Allogeneic hematopoietic stem cell transplantation is recommended for adults with R/R disease, MRD-positive disease, or high-risk groups, usually following bridging therapy with an immunotherapy agent to achieve MRD-negativity. Recent studies have shown that combining immunotherapies such as blinatumomab with TKIs in Ph+ ALL could reduce the need for allogeneic hematopoietic stem cell transplantation.

Conclusion

The updated European Society for Medical Oncology clinical guidelines highlight the latest developments and key recommendations for the use of targeted therapies in the management of newly diagnosed and R/R ALL. Rituximab plus intensive chemotherapy remains the standard for newly diagnosed adults with Burkitt leukemia and CD20⁺ B-ALL. Consolidation with blinatumomab and blinatumomab plus TKIs remain efficacious agents for Ph-negative and Ph-positive ALL, respectively, and blinatumomab monotherapy is approved for MRD-positive B-ALL and the first relapse of childhood B-ALL.

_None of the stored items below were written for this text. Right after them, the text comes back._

PR #2280, opened 2021-02-03
Submit Analytics Data (EXPOSUREAPP-4823)

kolyaopahle:
### Description
This PR contains the backend logic for Analytics submission
It should only be merged after all other Analytics PRs are merged as it will be used to combine front and backend interactions.

### Testing
There are quite a few options in the Data Donation tab of the Tester Menu to already test functionality, but there is currently no working testing environment providing the necessary backend.
You could use the cwa-app-cli project which has support for the backend or check logcat for errors


Corona-Warn-App/src/deviceForTesters/java/de/rki/coronawarnapp/datadonation/analytics/storage/DefaultLastAnalyticsSubmissionLogger.kt
```diff
@@ -0,0 +1,87 @@
...
+import java.io.File
+import javax.inject.Inject
+
+class DefaultLastAnalyticsSubmissionLogger @Inject constructor(
+    @AppContext private val context: Context,
+    private val dispatcherProvider: DispatcherProvider,
+    @BaseGson private val baseGson: Gson
+) : LastAnalyticsSubmissionLogger {
+    private val analyticsDir = File(context.cacheDir, "analytics_storage")
+    private val analyticsFile = File(analyticsDir, "analytics.bin")
```
d4rken, line 31: Minor, `analytics.bin` seems very generic, isn't it `last_analytics.bin`?

Corona-Warn-App/src/deviceForTesters/java/de/rki/coronawarnapp/datadonation/analytics/storage/DefaultLastAnalyticsSubmissionLogger.kt
```diff
@@ -0,0 +1,87 @@
...
+            try {
+                gson.toJson(dataObject, analyticsFile)
+            } catch (e: Exception) {
+                Timber.e(e, "Failed to store analytics data.")
+            }
+        }
+
+    override suspend fun getLastAnalyticsData(): LastAnalyticsSubmission? = withContext(dispatcherProvider.IO) {
+        try {
+            gson.fromJson(analyticsFile)
```
d4rken, line 60: Based on issues we had with the exposure detection which also stores json to file:
We should prevent empty files from causing invalid data classes being created by GSON (examples in `ExposureDetectionTrackerStorageTest`).

Despite not being allowed GSON can create data classes with null fields that shouldn't be null (unsafe init), which the JVM will only notice once accessed.

TL;DR:  `.also { requireNotNull(it.timestamp) }`

Corona-Warn-App/src/main/java/de/rki/coronawarnapp/appconfig/mapping/AnalyticsConfigMapper.kt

InO combined with low-intensity chemotherapy are promising regimens for elderly patients with newly diagnosed B-ALL, and InO monotherapy is recommended in patients with R/R ALL with no prior liver disease. CAR T-cell therapies have shown remarkable success in R/R settings, and hematopoietic stem cell transplantation is a recommended curative option for R/R or MRD-positive disease, or high-risk patients following bridging with an immunotherapy agent. Immune checkpoint inhibitors are a recent area of targeted therapies currently being explored that could be promising when combined with immunotherapies.

Despite the advancements in targeted therapies, there is still a need to understand the optimal combination and sequencing of the available targeted therapies, and for more effective therapies for specific subtypes of ALL, such as early T-cell ALL and Ph-like ALL.